Stored items
================
PR #781, opened 2021-03-08
add __ne__ to primitives and transformations

beverlylytle:
Apparently python2 doesn't infer that `__ne__` is `not __eq__` resulting in things like
```

print(Point(1,1,1) == Point(1,1,1))
print(Point(1,1,1) != Point(1,1,1))
```
printing `True` twice.  

I discovered this while investigating why ironpython tests were failing for #774.   

### Checklist

### DIFF
--- a/CHANGELOG.md
+++ b/CHANGELOG.md
@@ -15,6 +15,7 @@ and this project adheres to [Semantic Versioning](https://semver.org/spec/v2.0.0
 ### Changed
 
 * Fixed bug where mimic joints were considered configurable.
+* Fixed bug where `!=` gave incorrect results in Rhino for compas objects.
 
 ### Removed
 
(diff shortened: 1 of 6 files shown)


tomvanmele:
as discussed in one of the last dev meetings, it is not clear what the side effects are of pushing this all the way onto the base class, because, for example, it prevents COMPAS objects from being used as keys in dictionaries, which is a useful feature to create runtime maps.

perhaps we can for now limit this to primitives and shapes, where the meaning of this comparison is also more clear?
================
▸ **Work instructions**
After locating the line with "### Changed", output that line and every later one exactly, through the end of the entries above.

▸ **Expected output**
 ### Changed
 
 * Fixed bug where mimic joints were considered configurable.
+* Fixed bug where `!=` gave incorrect results in Rhino for compas objects.
 
 ### Removed
 
(diff shortened: 1 of 6 files shown)


tomvanmele:
as discussed in one of the last dev meetings, it is not clear what the side effects are of pushing this all the way onto the base class, because, for example, it prevents COMPAS objects from being used as keys in dictionaries, which is a useful feature to create runtime maps.

perhaps we can for now limit this to primitives and shapes, where the meaning of this comparison is also more clear?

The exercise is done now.